Suppressing thermal quenching via defect passivation for efficient quasi-2D perovskite light-emitting diodes

Emission thermal quenching is commonly observed in quasi-2D perovskite emitters, which causes the severe drop in luminescence efficiency for the quasi-2D perovskite light-emitting diodes (PeLEDs) during practical operations. However, this issue is often neglected and rarely studied, and the root cause of the thermal quenching has not been completely revealed now. Here, we develop a passivation strategy via the 2,7-dibromo-9,9-bis (3'-diethoxylphosphorylpropyl)-fluorene to investigate and suppress the thermal quenching.

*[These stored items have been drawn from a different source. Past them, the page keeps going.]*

Issue #2159, opened 2021-08-04
Reduce resource consumption by filtering secrets or namespaces


zack-johnson5455:
**Is your feature request related to a problem?**
We run the aws-load-balancer-controller as a deployment in an EKS cluster. We recently had an incident where the load balancer controller started failing to update load balancer target groups. The root cause here was that the list secrets API call was taking longer than 60 seconds. The exact error we started receiving was "1 reflector.go:178] pkg/mod/k8s.io/client-go@v0.18.6/tools/cache/reflector.go:125: Failed to list *v1.Secret: stream error when reading response body, may be caused by closed connection. Please retry. Original error: stream error: stream ID 13845; INTERNAL_ERROR".

We resolved the incident by increasing the CPU requests/limits on the controller and reducing the number of secrets in the cluster. We had already set the memory requests/limits fairly high. However, as our clusters see increasing usage, we are concerned that we are going to run into this issue again. We'd like to find a solution that doesn't require just increasing the resource requests more and more.

We did additional testing where we took a test cluster and created a large number of secrets in it. After creating about 10,000 secrets, we saw memory usage of up to 5Gi. We also saw CPU throttling up to 75% at a CPU limit of 500mi. We saw the following log message (and many other similar ones) as well, which we interpreted to mean that the list secrets call was taking up to 37 seconds.

_"I0726 16:50:58.010017       1 trace.go:201] Trace[436340495]: "Reflector ListAndWatch" name:pkg/mod/k8s.io/client-go@v0.18.6/tools/cache/reflector.go:125 (26-Jul-2021 16:50:00.914) (total time: 37095ms):
Trace[436340495]: ---"Objects listed" 37035ms (16:50:00.950)
Trace[436340495]: [37.095120496s] [37.095120496s] END"_

**Describe the solution you'd like**
We see a couple of options here that would be helpful:

A) **Allow the watch-namespace flag to accept multiple values.** We have several deployments of ingress-nginx in our clusters. The namespaces for these deployments are the only namespaces that the aws-load-balancer-controller should need to watch. Because the existing flag only accepts one value, to use it we would have to deploy the aws-load-balancer-controller once per namespace. We'd like to avoid doing this. 

[...]

PR #2550, opened 2022-03-14
monitor secret resources ony if necessary

kishorj:
### Issue
Fixes: #2159

### Description

The controller until this fix required access to all secret resources in the cluster. The secret resources were used for OIDC feature for the clientID and clientSecret stored in the secret resource. The controller setup a watch during initialization in order to reconcile the affected ingress group and and depending on the number of secrets in the cluster, there is a potential for slower initialization and increased resource usage.

The secret access is not required when OIDC feature is not in use. Furthermore, we can restrict the controller to specific secrets required for the OIDC feature. This PR contains the following changes:
* removes the default watch for all secret resources in the cluster
* create watch for specific secret resource if required for OIDC feature
* do not configure rbac permissions for secrets by default
* provide helm chart configuration options for specific secret resources

### Tests
- helm install does not create any permissions for secrets resource by default
- controller works without secret permissions; is able to reconcile ingress/service resources
- if oidc is configured, reconcile fails without rbac configuration
- reconcile works eventually if rbac gets configured
- any change to the secret resource causes affected ingress to be reconciled
- if rbac permission is revoked, controller is not able to reconcile the affected ingresses until the permission is restored

### Checklist
- [x] Manually tested


helm/aws-load-balancer-controller/README.md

The agent can effectively passivate coordination-unsaturated Pb2+ defects of both surface and bulk of the film without affecting the perovskite crystallization, which helps to more truly demonstrate the important role of defects in thermal quenching. And our results reveal the root cause that the quenching will be strengthened by the defect-promoted exciton-phonon coupling. Ultimately, the PeLEDs with defect passivation achieve an improved external quantum efficiency (EQE) over 22% and doubled operation lifetime at room temperature, and can maintain about 85% of the initial EQE at 85 degrees C, much higher than 17% of the control device. These findings provide an important basis for fabricating practical PeLEDs for lighting and displays.

Automated summary

Emission thermal quenching is a common issue in quasi-2D perovskite emitters and greatly reduces the luminescence efficiency of PeLEDs. In this study, a passivation strategy is developed to investigate and suppress the thermal quenching, revealing the important role of defects. The defect-passivated PeLEDs achieve improved external quantum efficiency and longer operation lifetime.